Co$^2$L: Contrastive Continual Learning

Published 28 Jun 2021 in cs.LG and cs.CV | (2106.14413v1)

Abstract: Recent breakthroughs in self-supervised learning show that such algorithms learn visual representations that can be transferred better to unseen tasks than joint-training methods relying on task-specific supervision. In this paper, we found that the similar holds in the continual learning con-text: contrastively learned representations are more robust against the catastrophic forgetting than jointly trained representations. Based on this novel observation, we propose a rehearsal-based continual learning algorithm that focuses on continually learning and maintaining transferable representations. More specifically, the proposed scheme (1) learns representations using the contrastive learning objective, and (2) preserves learned representations using a self-supervised distillation step. We conduct extensive experimental validations under popular benchmark image classification datasets, where our method sets the new state-of-the-art performance.

Abstract PDF Upgrade to Chat

Citations (263)

View on Semantic Scholar

Summary

The paper introduces a novel rehearsal-based framework using asymmetric supervised contrastive loss and self-distillation to mitigate catastrophic forgetting.
The method achieves state-of-the-art performance, with a notable 22.40% accuracy improvement on the Seq-CIFAR-10 benchmark.
The study outlines future research directions for optimizing hyperparameters and extending contrastive techniques to unsupervised and semi-supervised scenarios.

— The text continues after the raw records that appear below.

PR #32, opened 2015-01-08
Fixed party AI button to display correct status

DriimGit:
Party AI button was lit when AI was off and unlit when AI was on, switched that.


lynxlynxlynx:
When checking if all this is correct, I found that the problem was in the ai check in core, which is now fixed. This patch turned out to be redundant in the end, but only partly, since it led to a better fix. Thanks!

DriimGit:
Mission accomplished.

PR #33, opened 2015-02-02
Improved castign on rest script

DriimGit:
The script now tries to heal everyone to full instead of just the first injured character.

This request includes a helper function that I ended up not using after revising my script, but left it there for consideration. Excluding that, all releveant changes are in Game.cpp.


gemrb/core/Game.cpp
```diff
@@ -40,8 +40,27 @@
...
 namespace GemRB {
+	
+	
+struct HealingResource {
+	ieResRef resref;
+	Actor* caster;
+	ieWord amount;
+};
+
+struct Injuree {
```
bradallred: "Injuree" isn't a word... you mean Injured

DriimGit: You're right, I slavishly copied it from the original Game.cpp. In fact, if it were a word it'd be the one administering the injuring. I'll change it once with the other yet to be uncovered errors.

gemrb/core/Game.cpp
```diff
@@ -1737,44 +1756,100 @@ void Game::CastOnRest()
...
+					healingspells.erase(spell);
+				}
+			// Here is the place to write the loop for non hp healing spells.
 			}
 		}
 	}
 }
 
+//returns a vector of character with requested state. Container will be empty if none
+bool Game::FindPCs(std::vector<Actor*>& characters, ieDword state)
```
bradallred: why not just build and return the vector here instead of passing a reference and returning bool? NRVO will optimize away the copy.

gemrb/core/Game.cpp
lynxlynxlynx: On Monday 02 of February 2015 07:23:39 Brad Allred wrote:
> >  namespace GemRB {
> > 
> > +
> > +
> > +struct HealingResource {
> > +	ieResRef resref;
> > +	Actor* caster;
> > +	ieWord amount;
> > +};
> > +
> > +struct Injuree {
> 
> "Injuree" isn't a word... you mean Injured
I made it up, so it's clear it is not an adjective with ellipsis. I think it's 
a french pattern originally.

LP

gemrb/core/Game.cpp
DriimGit: Either which way. This way you can use it straight away in a condition. Other option is just to check if the vector is empty.

bradallred: well where is it used? you typically dont need to check if a vector is empty you just iterate it regardless.

DriimGit: I noted in the inital request it is not used at the moment. In chat you previously longed for such a function, as far as I understood, and thus I left it in there.
 
It was used in a previous iteration when a condition of a loop was that there were any injured individuals at all.

gemrb/core/Game.cpp
```diff
@@ -1737,44 +1756,100 @@ void Game::CastOnRest()
...
-						// we have the spell, so cast it on most injured
-						// NOTE: no distinction is made about the potency of spells
-						Actor *injuree = injurees[0];
-						tar->DirectlyCastSpell(injuree, special_spells[specialCount].resref, 0, 1, true);
-						if (injuree->GetStat(IE_HITPOINTS) == injuree->GetStat(IE_MAXHITPOINTS)) {
-							if (!injurees.empty()) {
-								injurees.erase(injurees.begin());
+		if (specialCount != -1 ) {
+			std::sort(wholeparty.begin(),wholeparty.end());
+			specialCount = core->GetSpecialSpellsCount();
```
bradallred: this line looks redundant. you just checked specialCount so it had better be set to the correct value already.

gemrb/core/Game.cpp
```diff
@@ -1737,44 +1756,100 @@ void Game::CastOnRest()
...
+							healingspells.insert(std::pair<ieWord,HealingResource>(special_spells[specialCount].amount,resource));
+						}
+					}
+					ps=ps2;
+				}
+			}
+			std::sort(wholeparty.begin(),wholeparty.end());
+			// Heal who's still injured
+			while (!healingspells.empty() && wholeparty.back().hpneeded > 0) {
+				std::multimap<ieWord,HealingResource>::iterator spell=healingspells.end();
```
bradallred: typedeffing `std::multimap<ieWord,HealingResource>` and other wordy types would be helpful maybe.

gemrb/core/Game.cpp
```diff
@@ -40,8 +40,27 @@
...
 #include "System/DataStream.h"
 #include "System/StringBuffer.h"
+#include <iterator>
+#include <vector>
+#include <algorithm>
 
 namespace GemRB {
+	
+	
+struct HealingResource {
```
bradallred: I dont see why either of these 2 structs are declared here. Their use appears to be completely localized to `CastOnRest()`

gemrb/core/Game.cpp
bradallred: sure, some kind of function would be potentially useful (this isnt exactly what I had in mind), but if its not being used anywhere... plus this is rather incomplete since it would only get injured PCs. the function I had in mind was much more robust. go ahead and remove any code that isnt used by the patch.

gemrb/core/Game.cpp
DriimGit: Nest levels reduced.

gemrb/core/Game.cpp
DriimGit: Will do, it was a skeleton by design since I did not know what else it'd be used for, just it was wanted.

gemrb/core/Game.cpp
```diff
@@ -1734,43 +1753,78 @@ bool Game::RestParty(int checks, int dream, int hp)
...
 		for (int idx = 1; idx <= ps; idx++) {
 			Actor *tar = FindPC(idx);
-			if (tar && tar->GetStat(IE_HITPOINTS) < tar->GetStat(IE_MAXHITPOINTS)) {
-				injurees.push_back(tar);
+			ieWord hpneeded=tar->GetStat(IE_MAXHITPOINTS) - tar->GetStat(IE_HITPOINTS);
+			if (tar && hpneeded > 0) {
+				wholeparty.push_back(Injured(hpneeded,tar));
+			} else {
+				wholeparty.push_back(Injured(0,tar));
 			}
```
lynxlynxlynx: this if check is redundant the way it is now. However, you're not dealing with tar possibly being NULL later, so better not add such "characters" to the vector at all.

gemrb/core/Game.cpp
```diff
@@ -1734,43 +1753,78 @@ bool Game::RestParty(int checks, int dream, int hp)
...
 void Game::CastOnRest()
 {
+	typedef std::multimap<ieWord,HealingResource> RestSpells;
+	typedef std::vector<Injured> RestTargets;
+
 	ieDword tmp = 0;
 	core->GetDictionary()->Lookup("Heal Party on Rest", tmp);
 	int specialCount = core->GetSpecialSpellsCount();
-
+	RestTargets wholeparty;
```
lynxlynxlynx: this name is misleading, since you're later adding only injured party members to it.

gemrb/core/Game.cpp
```diff
@@ -1734,43 +1753,78 @@ bool Game::RestParty(int checks, int dream, int hp)
...
 		SpecialSpellType *special_spells = core->GetSpecialSpells();
+		std::sort(wholeparty.begin(),wholeparty.end());
+		specialCount = core->GetSpecialSpellsCount();
+		RestSpells healingspells;
 		while (specialCount--) {
-			if (special_spells[specialCount].flags & SP_REST) {
-				if (injurees.empty()) injurees = PCs; // enable some nonhealing magic too
-				// check each party member for the spell
+			// Cast multi-target healing spells
+			if (special_spells[specialCount].flags & SP_HEAL_ALL) {
```
lynxlynxlynx: please include SP_REST too, as this bit may get other meanings in other combinations sometime.

gemrb/core/Game.cpp
```diff
@@ -1734,43 +1753,78 @@ bool Game::RestParty(int checks, int dream, int hp)
...
+						for (RestTargets::iterator injuree=wholeparty.begin();injuree != wholeparty.end() ; ++injuree) {
+								injuree->hpneeded-=special_spells[specialCount].amount;
 						}
 					}
 				}
-				ps = ps2;
+				ps=ps2;
+			}
+			// Gather the regular healing spells
+			else if (special_spells[specialCount].flags & SP_REST) {
```
lynxlynxlynx: this will catch all spells that are to be cast on rest (minus the heal-all ones from above), so perhaps everything works fine already (wrt your last comment), even though the naming is confusing, since it only talks about healing. The possible mistargetting when casting shouldn't have much of an effect, as we weren't guaranteeing anything before either and self-targetting spells won't be affected.

gemrb/core/Game.cpp
```diff
@@ -1734,43 +1753,78 @@ bool Game::RestParty(int checks, int dream, int hp)
...
-								injurees.erase(injurees.begin());
-							}
+						tar->DirectlyCastSpell(tar, special_spells[specialCount].resref, 0, 1, true);
+						for (RestTargets::iterator injuree=wholeparty.begin();injuree != wholeparty.end() ; ++injuree) {
+								injuree->hpneeded-=special_spells[specialCount].amount;
 						}
 					}
 				}
-				ps = ps2;
+				ps=ps2;
```
lynxlynxlynx: please use spacing consistently, it makes the code more readable. We like spaces around operators for the same reason.

gemrb/core/Game.cpp
```diff
@@ -1734,43 +1753,78 @@ bool Game::RestParty(int checks, int dream, int hp)
...
+						resource.amount=tar->spellbook.CountSpells(special_spells[specialCount].resref,0,0);
+						healingspells.insert(std::pair<ieWord,HealingResource>(special_spells[specialCount].amount,resource));
+					}
+				}
+				ps=ps2;
+			}
+		}
+		std::sort(wholeparty.begin(),wholeparty.end());
+		// Heal who's still injured
+		while (!healingspells.empty() && wholeparty.back().hpneeded > 0) {
```
lynxlynxlynx: ... except for this hp check, which seems redundant.

gemrb/core/Game.cpp
DriimGit: True, moved that NULL check outside the hpneeded classification

gemrb/core/Game.cpp
DriimGit: All party members are added, even with the previously dangerous tar check.

gemrb/core/Game.cpp
DriimGit: IfI put them inside CastOnRest() I just get a bunch of errors. Possibly related that I put them in a container.

bradallred: Its fine it was just a style suggestion anyway :)

lynxlynxlynx:
nice cleanup! Seems like only the /rest/ of the spells remain.

DriimGit:
Was hesitant to add that, but I gues there's no harm even if teh targets are basically random.
Added casting the non-healing spells as well.

lynxlynxlynx:
Sorry for the delay, I'll try to do a final test this weekend.

lynxlynxlynx:
This has now been merged and polished up. Thanks!

PR #34, opened 2015-05-08
Fix the tooltip delay not being restored correctly when the game restarts

scrawl:
Fixes [bug 273](https://sourceforge.net/p/gemrb/bugs/273/)


scrawl:
Hmm... this change unfortunately breaks interoperability with baldur.ini.

lynxlynxlynx:
This one is historically trickier, since at first it was settable from our config (still is, but discouraged). Is the problem now that we store it decoded?

scrawl:
@fizzet seems to have found the correct fix in 699c83fc4fb4e831a3ae868b :)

Overview of CoCoA: Contrastive Continual Learning

The paper "CoCoA: Contrastive Continual Learning" presents a novel approach to addressing the challenge of catastrophic forgetting in continual learning domains by leveraging self-supervised contrastive learning techniques. The motivation arises from recent findings indicating that representations learned through self-supervised methods, such as contrastive learning, exhibit superior transferability and robustness compared to those trained jointly with task-specific supervision. Such robustness is particularly valuable in continual learning, where the primary challenge lies in maintaining previously acquired knowledge when exposed to new tasks.

The authors introduce a rehearsal-based continual learning algorithm, Co $^2$ L (Contrastive Continual Learning), which focuses on learning transferable representations and preserving them through a dedicated self-supervised distillation process. The key contributions of the Co $^2$ L framework include:

Asymmetric Supervised Contrastive (Asym SupCon) Loss: This novel loss function is designed to address continual learning setups by adapting supervised contrastive learning methods. It contrasts samples from the current task against past samples, effectively leveraging limited negative samples in memory buffers and the current task.
Instance-wise Relation Distillation (IRD): Co $^2$ L introduces a self-distillation technique to preserve the learned representations. IRD minimizes the instance-level similarity drift between current and past models, ensuring learned features remain stable as new data is introduced.

Extensive experimentation across popular image classification benchmarks demonstrates the efficacy of Co $^2$ L. The proposed method consistently achieves state-of-the-art performance across diverse experimental setups, significantly reducing the effects of catastrophic forgetting when compared to baseline methods. Notably, Co $^2$ L yields a 22.40% improvement in accuracy on the Seq-CIFAR-10 dataset with the use of IRD and buffered samples. Such results highlight the importance of designing continual learning algorithms that not only shield representations from forgetting but also optimize for transferability to future tasks.

Implications and Future Directions

The introduction of contrastive methodologies in continual learning, as proposed by this paper, opens a new avenue for exploring self-supervised approaches in varied machine learning contexts. By focusing on transferable knowledge rather than task-specific features, Co $^2$ L aligns the learning process closer to the ideal of human-like learning capabilities. The study emphasizes the relevance of representation quality in mitigating forgetting and suggests that a decoupled approach to representation and classifier training can be fruitful.

While Co $^2$ L showcases remarkable improvements, several aspects warrant further exploration. Among these are investigations into optimizing IRD hyperparameters for various domains, examining potential computational overheads associated with the distillation process, and experimenting with different neural architectures or additional datasets beyond image classification tasks. Furthermore, advancing these contrastive learning techniques under unsupervised or semi-supervised scenarios could enhance their applicability across a broader array of real-world conditions.

In conclusion, Co $^2$ L marks a significant step forward in continual learning, providing a scalable and effective solution for representation retention and transferability. As machine learning systems continue to evolve, leveraging self-supervised frameworks like Co $^2$ L will likely become pivotal in designing future adaptive, enduring models, capable of learning continuously amidst growing complexity.